# Fencing the Table



## Pete Williamson (Feb 23, 2017)

For most of my life, I have been in churches that have practiced some form of open communion - in other words, there was very little said about who could or couldn't take communion, except for the admonition to search your hearts and confess your sins lest you take communion in an unworthy manner with all the attendant consequences.

As I continue along the path to the PCA, one area of struggle for me has been how to effectively fence the table. First, how do you do it? Is it something that the minister says from the front just prior? Are people somehow screened in advance or at the table when they come to receive? If so, what does that screening look like?


----------



## Ask Mr. Religion (Feb 23, 2017)

From the PCA perspective see:
http://www.pcahistory.org/pca/2-294.html


----------



## Edward (Feb 23, 2017)

AMR has pointed you to an excellent resource for the PCA (I'd recommend that you look at the table of contents for the Position Papers so you know what is out there, and skim as many of them as you can).
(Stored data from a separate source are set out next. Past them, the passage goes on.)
PR #1351, opened 2020-08-28
fix(queue): add bot_account in default config

sileht:
Fixes MERGIFY-ENGINE-1Q1

### DIFF
--- a/mergify_engine/actions/merge/queue.py
+++ b/mergify_engine/actions/merge/queue.py
@@ -78,11 +78,21 @@ class Queue:
         """
         config = self.redis.get(self._config_cache_key(pull_number))
         if config is None:
+            # FIXME(sileht): We should never ever pass here in theory, but
+            # Currently we can have race condition like:
+            # * smart queue coro: get next PR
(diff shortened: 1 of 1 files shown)


mergify_engine/actions/merge/queue.py
```diff
@@ -78,11 +78,21 @@ def get_config(self, pull_number: int) -> dict:
         """
         config = self.redis.get(self._config_cache_key(pull_number))
         if config is None:
+            # FIXME(sileht): We should never ever pass here in theorie, but
```
jd, line 81:
```suggestion
            # FIXME(sileht): We should never ever pass here in theory, but
```

mergify_engine/actions/merge/queue.py
```diff
@@ -78,11 +78,21 @@ def get_config(self, pull_number: int) -> dict:
...
+            # Currently we can have race like:
```
jd, line 82:
```suggestion
            # Currently we can have race condition like:
```

jd (approved):

PR #1352, opened 2020-08-28
fix(engine): add a test for the stream processor after a ReadError

GuillaumeOj:
Fixes MERGIFY-ENGINE-1RT

### DIFF
--- a/mergify_engine/tests/unit/test_worker.py
+++ b/mergify_engine/tests/unit/test_worker.py
@@ -18,6 +18,7 @@ import time
 from unittest import mock
 
 from freezegun import freeze_time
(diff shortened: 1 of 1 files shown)


sileht:
I think `ReadError` inherit from `RequestError`

GuillaumeOj:
I have changed the PR title since its not really a fix but just a test improvement

jd (changes requested):
Great!

For Sentry you can use:
`Fixes MERGIFY-ENGINE-1RT` in your commit so it triggers the close on Sentry side.

sileht (approved):

PR #1354, opened 2020-08-31
fix(worker): never fail to do monitoring

sileht:


mergify_engine/worker.py
```diff
@@ -584,22 +584,25 @@ async def smart_queue_processing_task(self):
...
+                if streams:
+                    latency = now - streams[0][1]
+                    statsd.timing("engine.streams.latency", latency)
+                else:
+                    statsd.timing("engine.streams.latency", 0)
 
-            statsd.gauge("engine.workers.count", self.worker_count)
+                statsd.gauge("engine.workers.count", self.worker_count)
+            except Exception:
+                LOG.warning("monitoring task failed", exc_info=True)
```
jd, line 605: do you want to send that back to sentry?

PR #1361, opened 2020-09-03
fix: handle case or merge is still pending

sileht:
Fixes MRGFY-58

### DIFF
--- a/mergify_engine/actions/merge/action.py
+++ b/mergify_engine/actions/merge/action.py
@@ -110,9 +110,13 @@ class MergeAction(actions.Action):
 
         if self._should_be_merged(ctxt):
             try:
-                return self._merge(ctxt)
-            finally:
+                conclusion, title, summary = self._merge(ctxt)
+                if conclusion is not None:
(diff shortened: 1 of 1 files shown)


mergify_engine/actions/merge/action.py
```diff
@@ -110,9 +110,13 @@ def run(self, ctxt, rule, missing_conditions):
...
             try:
-                return self._merge(ctxt)
-            finally:
+                conclusion, title, summary = self._merge(ctxt)
+                if conclusion is not None:
+                    q.remove_pull(ctxt.pull["number"])
+                return conclusion, title, summary
+            except Exception:
                 q.remove_pull(ctxt.pull["number"])
+                raise
```
jd, line 119: how is that different than `finally`?

jd (commented):
I guess we can't have test for those :(

mergify_engine/actions/merge/action.py
jd: Oh right, I misread the code. Good catch.

jd (approved):

PR #1366, opened 2020-09-09
feat: don't hidden rules with unmatched title/body/files

sileht:


jd:
Title should be "don't hide" :)

jd (approved):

Generally I've seen the fencing placed at BCO 58-4 either right before or right after the pastor opens the table to professing Christians who are not members of that congregation, and invoking 1 Cor 11:27 - 28, and sometimes continuing a bit beyond that. (Note the general reference to 1 Cor 11 in BCO 58-4 (a).) Frequently the pastor at 58-4 will just go 1 Cor 11:23-29.

Since one week's notice is needed for the Communion service (BCO 58-3), the congregation should be called to self examination and confession at that time.

Reactions: Like 1


----------



## Guido's Brother (Feb 23, 2017)

Pete,

You might find this interesting: Presbyterianism and Admission to the Lord's Supper

Reactions: Like 1 | Informative 2


----------



## Ed Walsh (Feb 23, 2017)

Pete Williamson said:


> First, how do you do it? Is it something that the minister says from the front just prior? Are people somehow screened in advance or at the table when they come to receive? If so, what does that screening look like?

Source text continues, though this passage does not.